Publié dans : Les articles Cuisine & Saveurs de Alexandre Verguet

Pascal Hénin : le fruit des générations

Certaines vignes ont exactement l'âge du récoltant-manipulant d'Aÿ, et produisent une cuvée plébiscitée autant par les consommateurs que les professionnels.

Une petite cabane perdue dans un océan de vignes sur le secteur de Cerseuil, voilà une manière de débuter une belle histoire de famille et de tradition viticole. C’est pourquoi, un magnifique cliché agrémente la salle de dégustation de l’exploitation de Pascal Hénin à Aÿ.

«Il s’agit de la cabane de l’arrière grand-père de mon épouse. Il avait l’habitude de se reposer dans cet abris quand il travaillait les vignes», explique le producteur. Deux familles de vignerons unies pour le meilleur !

Savoir-faire

La propriété agéenne a vu le jour dans les années 70 sous l’impulsion de Charles Hénin, le père de l’actuel dirigeant de l’exploitation.

«Nous nous sommes installés avec mon épouse en 1994, et nous exploitons désormais 7,5 hectares. Chez Pascal Hénin, chacun à son rôle de prédilection. Lui se charge de la partie technique et viticole, tandis que sa femme dirige l’aspect commerciale.

Le vignoble est réparti entre Aÿ, Chouilly, Dizy et Cerseuil. «Il y a une particularité originale», souligne Delphine Hénin, «c’est que notre cuvée blanc de blancs est issue de vignes de Chouilly qui ont le même âge que Pascal !» A la fois reconnue par les professionnels, les guides et les consommateurs, les ventes de cette cuvée ont sensiblement progressé, ce qui a provoqué une augmentation du tirage.

Pourtant, sur l’ensemble de l’exploitation, le pinot meunier représente le cépage majoritaire (entre 25 et 30%). Il n’est toute fois utilisé qu’en assemblage.

Le savoir-faire de Pascal Hénin s’exprime à la fois sur sa cuvée blanc de blancs, mais également sur le rosé de macération (la peau du raisin restée en contact avec le jus plusieurs jours colore naturellement le moût). Il s’agit d’un assemblage de pinot noir d’Aÿ et de chardonnay marqué par les arômes de fruits rouges. «C’est la seule cuvée pour laquelle nous ne réalisons pas de fermentation malolactique afin de préserver la couleur.», précise le récoltant-manipulant.

Il convient également de citer un vrai champagne de caractère, le brut Prestige (65% pinot noir et 35% chardonnay) dont les bouteilles sont remuées à la main.

Pistes d’avenir

Après avoir été confronte à de gros soucis de place, Pascal Hénin a décidé en 2007 d’agrandir ses locaux et de se moderniser. Une vaste salle de dégustation a ainsi vu le jour permettant l’accueil des nombreux dégustateurs, dont un tiers de Belges.

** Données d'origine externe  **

PR #1815, opened 2022-10-05
feat(backend): handle status callbacks for transactional emails

stanleynguyen:
## Problem

Enable and handle callbacks for status update of transactional emails

## Solution

Implement transactional callbacks handling on the same endpoint as campaign-sent
- Add `mailConfigurationSet` as a backend env var. 
  - For context, we use different AWS SES regions for campaigns (prod: N. Virignia, staging: Frankfurt) and for transactional emails (prod: Sydney, staging: Frankfurt) but they are all named `postman-email-open`.
  - We are not distinguishing between the production and staging ones and are using a single env var on the backend (for transactional emails) and a single env var [on the worker](https://github.com/opengovsg/postmangovsg/blob/915f7152a58085d0ba82be61d250e0754897153d/worker/src/core/config.ts#L205) (for campaign emails) to refer to both config sets. This works because they're all named the same.
- Add extra SMTP header to indicate whether a given email is a transactional email one. This will be included in the callback AWS SES sends us, which we then parse to know to update `email_messages_transactional` table

Some notes:
- We decided to take the simple approach to email statuses by simply updating statuses based on what the AWS SES event is. 
  - We considered a more complex approach that would impose a certain order (e.g. preventing updating an email with a `Delivery` status to `Sent`, or an email with `Bounced` to `Delivery`), but decided against it. 
  - This is because AWS SES events typically arrive in the right order and, if we discover this to be an issue in the future, we can fix it then.
- We considered renaming `postman-email-open` to a more accurate name. 
  - For context, it was originally named `open` because the other events (`Sent`, `Bounced`, `Delivery`) were handled at the config set of the specific *verified identity* rather than at the AWS SES level. 
  - `Open`, however, could only be handled at the AWS SES level (because it required embedding a pixel to tell whether an email has been opened), which was why the config set was created and named thus. We decided to move all the config set to the AWS SES level so that there is a single source of truth. 
  - However, renaming the config set would be very troublesome if we wanted to ensure there is no downtime. Therefore we decided against it. 
- We considered whether to log the update status the way it is done in the [callbacks of campaign emails](https://github.com/opengovsg/postmangovsg/blob/31f023304ced17d0f79c178b7e15a8b519e68ee8/backend/src/email/utils/callback/query.ts), but we ultimately decided against as we didn't think it was useful for debugging. 

## Deployment Checklist

- [x] Migrate callbacks to use config set only
- [x] Migrate db

### DIFF
--- a/backend/src/core/config.ts
+++ b/backend/src/core/config.ts
@@ -81,6 +81,7 @@ interface ConfigSchema {
     workerHost: string
   }
   mailFrom: string
+  mailConfigurationSet: string
   mailVia: string
   mailDefaultRate: number
   transactionalEmail: {
@@ -432,6 +433,11 @@ const config: Config<ConfigSchema> = convict({
     doc: 'The email address that appears in the From field of an email',
     default: '',
     env: 'BACKEND_SES_FROM',
+  },
+  mailConfigurationSet: {
+    doc: 'The configuration set specified when sending an email',
+    default: 'postman-email-open',
+    env: 'BACKEND_SES_CONFIGURATION_SET',
   },
   mailVia: {
     doc: 'Text to appended to custom sender name',
--- a/backend/src/email/services/email-transactional.service.ts
+++ b/backend/src/email/services/email-transactional.service.ts
@@ -8,6 +8,7 @@ import {
   EmailMessageTransactional,
   TransactionalEmailMessageStatus,
 } from '@email/models'
+import { SesEventType } from '@email/interfaces/callback.interface'
 
 const logger = loggerWithLabel(module)
 
@@ -103,12 +104,12 @@ type CallbackMetaData = {
   }
 }
 async function handleStatusCallbacks(
-  type: string,
+  type: SesEventType,
   id: string,
   metadata: CallbackMetaData
 ): Promise<void> {
   switch (type) {
-    case 'Delivery':
+    case SesEventType.Delivery:
       await EmailMessageTransactional.update(
         {
           status: TransactionalEmailMessageStatus.Delivered,
@@ -119,7 +120,7 @@ async function handleStatusCallbacks(
         }
       )
       break
-    case 'Bounce':
+    case SesEventType.Bounce:
       await EmailMessageTransactional.update(
         {
           status: TransactionalEmailMessageStatus.Bounced,
@@ -134,7 +135,7 @@ async function handleStatusCallbacks(
         }
       )
       break
-    case 'Complaint':
+    case SesEventType.Complaint:
       await EmailMessageTransactional.update(
         {
           status: TransactionalEmailMessageStatus.Complaint,
@@ -146,7 +147,7 @@ async function handleStatusCallbacks(
         }
       )
       break
-    case 'Open':
+    case SesEventType.Open:
       await EmailMessageTransactional.update(
         {
           status: TransactionalEmailMessageStatus.Opened,
@@ -157,7 +158,7 @@ async function handleStatusCallbacks(
         }
       )
       break
-    case 'Send':
+    case SesEventType.Send:
       await EmailMessageTransactional.update(
         {
           status: TransactionalEmailMessageStatus.Sent,
--- a/backend/src/email/services/email-transactional.service.ts
+++ b/backend/src/email/services/email-transactional.service.ts
@@ -4,7 +4,10 @@ import { loggerWithLabel } from '@core/logger'
 import { isBlacklisted } from '@email/utils/query'
 import { InvalidMessageError, InvalidRecipientError } from '@core/errors'
 import { FileAttachmentService } from '@core/services'
-import { EmailMessageTransactional } from '@email/models'
+import {
+  EmailMessageTransactional,
+  TransactionalEmailMessageStatus,
+} from '@email/models'
 
 const logger = loggerWithLabel(module)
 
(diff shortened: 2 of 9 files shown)


stanleynguyen:
Pending answer from AWS for `Send` status callbacks

stanleynguyen:
Tested in staging

stanleynguyen:
@tan-zx plis review

backend/src/email/services/email-transactional.service.ts
```diff
@@ -74,17 +77,108 @@ async function sendMessage({
...
+    complaintFeedbackType: string
+    complaintSubType: string
+  }
+}
+async function handleStatusCallbacks(
+  type: string,
+  id: string,
+  metadata: CallbackMetaData
+): Promise<void> {
+  switch (type) {
```
tan-zx, line 110: ohh just found `backend/src/email/utils/callback/update-status.ts` and `backend/src/email/utils/callback/query.ts` — wonder if we can re-use the code there

it seems like what they've done there is to run a logger.info before actually making any db changes:
```
const { errorCode, errorSubType, timestamp, id } = opts

  logger.info({
    message: 'Updating email_messages table',
    opts,
    action: 'updateMessageWithError',
  })
```

maybe we can follow that pattern here? (in case sth goes wrong, so we can have logs to trace)

tan-zx: separately, maybe we can just use `void` instead of `await`, since we're not actually waiting for the function to return anything

shared/src/clients/mail-client.class/index.ts
```diff
@@ -8,6 +8,10 @@ const CONFIGURATION_SET_HEADER = 'X-SES-CONFIGURATION-SET' // Case sensitive
 
 export * from './interfaces'
 
+export type SendEmailOpts = {
+  extraSmtpHeaders: Record<string, any>
```
tan-zx, line 12: I don't really understand what's happening with this SMTP headers thing!

backend/src/email/utils/callback/parsers/ses.ts
```diff
@@ -12,6 +12,7 @@ import {
 import { addToBlacklist } from '@email/utils/callback/query'
 import config from '@core/config'
 import { compareSha256Hash } from '@shared/utils/crypto'
+import { EmailTransactionalService } from '@email/services/email-transactional.service'
```
tan-zx, line 15: truth be told, don't really understand what's going on in this file... seems to me that it's used to parse the callbacks from SES?

backend/src/email/utils/callback/parsers/ses.ts
```diff
@@ -222,6 +224,7 @@ const parseRecord = async (record: SesRecord): Promise<void> => {
   await blacklistIfNeeded(message)
 
   const id = smtpApiHeader?.unique_args?.message_id
+  const isTransactional = smtpApiHeader?.isTransactional
```
tan-zx, line 227:
```suggestion
  const isTransactional = !!smtpApiHeader?.isTransactional
```

tan-zx: just a nit, so it won't be `undefined` (type-safetyytyyzz)

tan-zx (changes requested):
looks good! thanks for sorting out the callback / config set stuff on AWS SES!

backend/src/email/services/email-transactional.service.ts
```diff
@@ -74,17 +77,108 @@ async function sendMessage({
...
+        {
+          status: TransactionalEmailMessageStatus.Sent,
+          sentAt: metadata.timestamp,
+        },
+        {
+          where: { id },
+        }
+      )
+      break
+    default:
```
tan-zx, line 171: Just thinking out loud (and aware that this might lead to over-engineering), but should we enforce some kind of order in the update operations?

For example, our code should disable updating a row whose status was previously set to `Opened` to `Sent`. (Can think of more examples.) This will prevent callbacks that come back in the wrong order (unlikely but possible?) from messing up our records?

backend/src/core/config.ts
```diff
@@ -433,6 +434,11 @@ const config: Config<ConfigSchema> = convict({
     default: '',
     env: 'BACKEND_SES_FROM',
   },
+  mailConfigurationSet: {
+    doc: 'The configuration set specified when sending an email',
+    default: 'postman-email-open',
```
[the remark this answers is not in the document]
stanleynguyen: re: Rename => ok sure, but we will have to do it like how we rename db column, mafan asf
re: different config set => nope, we're handling them using the same endpoint and will eventually move both to the same standards, why would I want diff config sets

backend/src/email/services/email-transactional.service.ts
stanleynguyen: > 

Nope, this was intentionally written without reusing that as we're having 2 separate standards of dealing with callbacks at the time of writing

shared/src/clients/mail-client.class/index.ts
stanleynguyen: Can elaborate more?

backend/src/email/utils/callback/parsers/ses.ts
stanleynguyen: undefined is evaluated to falsy in js, it's common to not do `!!`

backend/src/email/services/email-transactional.service.ts
stanleynguyen: I thought about that:
- First thing is, there's no inherent order to these apart from just `Send` happens before the rest
- To implement this, it's actually not to determine an order of the statuses but rather just taking whichever has the latest timestamp. However, right now I see this problem to be quite minor, most of the time SES sends these events in the order of their timestamp (earliest to latest). We can come back to this if it becomes a problem but for now I don't think it's worth the effort

backend/src/core/config.ts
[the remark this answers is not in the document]
tan-zx: > re: Rename => ok sure, but we will have to do it like how we rename db column, mafan asf

oh no, let's just write it in comments instead then 

> re: different config set => nope, we're handling them using the same endpoint and will eventually move both to the same standards, why would I want diff config sets

Ooh so does this mean that we have to make sure that the various config sets across all the regions we use AWS SES for are named `postman-email-open`? (Not sure if I'm misunderstanding how the config set thing works — I though this is something that's manually configured on AWS SES) 

My understanding is these three config sets on the various regions are distinct and not the same?

image
image
image

backend/src/email/services/email-transactional.service.ts
tan-zx: OK with keeping the code separate — any reason why we're not logging the update though?

shared/src/clients/mail-client.class/index.ts
tan-zx: Oh I just don't really understand this part of the PR haha — maybe can find some time to talk through for my understanding? 🙏

backend/src/email/services/email-transactional.service.ts
tan-zx: The other ones I can think of is `Complaint` and `Bounce` should happen after `Delivery` (if at all), i.e. we wouldn't want `Delivery` to overwrite the previous two. It does seem like quite a lot of additional complexity to enforce this ordering though.

Will defer to you! (For stuff like this, do we add in the sprint tasks so that we can keep track of this and come back to in the future? Should these discussions be centralised somewhere so it's easier to track in the future? Feels like PR comments are not gr8 documentation)

backend/src/email/services/email-transactional.service.ts
stanleynguyen: > OK with keeping the code separate — any reason why we're not logging the update though?

Cos we're saving it in database? Would be a waste of computing resource and storage

backend/src/email/services/email-transactional.service.ts
stanleynguyen: > The other ones I can think of is `Complaint` and `Bounce` should happen after `Delivery` (if at all), i.e. we wouldn't want `Delivery` to overwrite the previous two. It does seem like quite a lot of additional complexity to enforce this ordering though.
> 
> Will defer to you! (For stuff like this, do we add in the sprint tasks so that we can keep track of this and come back to in the future? Should these discussions be centralised somewhere so it's easier to track in the future? Feels like PR comments are not gr8 documentation)

Like I mentioned in the above comment, there's no inherent order to some of the events, if we're to implement we will need to do it based on the timestamps. I honestly don't think we need to tackle this, it's `medium effort, low-to-zero impact`

backend/src/core/config.ts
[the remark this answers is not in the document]
stanleynguyen: They are not the same, just happened to all be named the same (i.e. the default name)

shared/src/clients/mail-client.class/index.ts
stanleynguyen: Yea can u elaborate what it is that u dont understand?

stanleynguyen:
All resolved, could u help review again @tan-zx

tan-zx (approved):
LGTM. I also updated PR description based on our discussion. Think it'll be helpful for future documentation too!

Haha if you don't mind, could write sth like this in the future, so it'll be easier to review in the future! You'll probably (no guarantee) get less stupid questions from me too loool

tan-zx:
btw just to clarify, for the deployment, we should make these changes first (config set + db migration) before merging in and deploying the backend right? 

do you mind pairing on the making changes to the config set on prod? thanks!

Si Pascal n’apprécie guère les champagnes trop vineux, il n’en est pas de même pour son premier fils Romain, qui après des études au lycée viticole d’Avize, œuvre désormais au sein de la maison Giraud. Il continue à se former tout en apportant dès que possible son soutien à l’exploitation de ses parents en compagnie de son frère Thomas. «Nous avons commencer à garder plus de cuvées, afin de connaître leur évolution dans le temps. Pour l’avenir, je suis également tenté par le travail du vin en fûts,» explique le jeune homme à la bonne humeur communicative.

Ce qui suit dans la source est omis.